PROVIDED DATA –
PR #559, opened 2024-01-17
fix(builder): try underpriced bundle txns again

dancoombs:
Relates to #550

See https://github.com/alchemyplatform/rundler/pull/553

### DIFF
--- a/crates/builder/src/sender/flashbots.rs
+++ b/crates/builder/src/sender/flashbots.rs
@@ -21,7 +21,7 @@ use std::{
     task::{Context as TaskContext, Poll},
 };
 
-use anyhow::{bail, Context, Result};
+use anyhow::{anyhow, Context};
 use ethers::{
     middleware::SignerMiddleware,
     providers::{interval, JsonRpcClient, Middleware, Provider},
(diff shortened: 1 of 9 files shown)


crates/builder/src/sender/flashbots.rs
```diff
@@ -122,7 +120,7 @@ where
     C: JsonRpcClient + 'static,
     S: Signer + 'static,
 {
-    pub(crate) fn new(provider: Arc<Provider<C>>, signer: S) -> Result<Self> {
+    pub(crate) fn new(provider: Arc<Provider<C>>, signer: S) -> anyhow::Result<Self> {
```
0xfourzerofour, line 123: nit: any way that we can keep things consistent with the typed errors? Some implement the new error type and others stay with anyhow::Result?

crates/utils/src/math.rs
```diff
@@ -23,10 +23,28 @@ where
     n * (100 + percent) / 100
 }
 
+/// Increases a number by a percentage, rounding up
+pub fn increase_by_percent_ceil<T>(n: T, percent: u64) -> T
```
0xfourzerofour, line 27: Not a requested change but @alex-miao and I spoke previously about using basis points instead of percent throughout the application which could be a good idea id we want to make it as specific as possible

0xfourzerofour (approved):
Looks good, overall solid just a couple small comments

crates/builder/src/sender/flashbots.rs
dancoombs: Good call, missed this one.

crates/utils/src/math.rs
dancoombs: Yeah this interface is going to bite us if we want to use a fractional percent

0xfourzerofour (approved):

ACTIVITY – What you return must match the records above exactly, line for line.

SOLUTION BELOW –
PR #559, opened 2024-01-17
fix(builder): try underpriced bundle txns again

dancoombs:
Relates to #550

See https://github.com/alchemyplatform/rundler/pull/553

### DIFF
--- a/crates/builder/src/sender/flashbots.rs
+++ b/crates/builder/src/sender/flashbots.rs
@@ -21,7 +21,7 @@ use std::{
     task::{Context as TaskContext, Poll},
 };
 
-use anyhow::{bail, Context, Result};
+use anyhow::{anyhow, Context};
 use ethers::{
     middleware::SignerMiddleware,
     providers::{interval, JsonRpcClient, Middleware, Provider},
(diff shortened: 1 of 9 files shown)


crates/builder/src/sender/flashbots.rs
```diff
@@ -122,7 +120,7 @@ where
     C: JsonRpcClient + 'static,
     S: Signer + 'static,
 {
-    pub(crate) fn new(provider: Arc<Provider<C>>, signer: S) -> Result<Self> {
+    pub(crate) fn new(provider: Arc<Provider<C>>, signer: S) -> anyhow::Result<Self> {
```
0xfourzerofour, line 123: nit: any way that we can keep things consistent with the typed errors? Some implement the new error type and others stay with anyhow::Result?

crates/utils/src/math.rs
```diff
@@ -23,10 +23,28 @@ where
     n * (100 + percent) / 100
 }
 
+/// Increases a number by a percentage, rounding up
+pub fn increase_by_percent_ceil<T>(n: T, percent: u64) -> T
```
0xfourzerofour, line 27: Not a requested change but @alex-miao and I spoke previously about using basis points instead of percent throughout the application which could be a good idea id we want to make it as specific as possible

0xfourzerofour (approved):
Looks good, overall solid just a couple small comments

crates/builder/src/sender/flashbots.rs
dancoombs: Good call, missed this one.

crates/utils/src/math.rs
dancoombs: Yeah this interface is going to bite us if we want to use a fractional percent

0xfourzerofour (approved):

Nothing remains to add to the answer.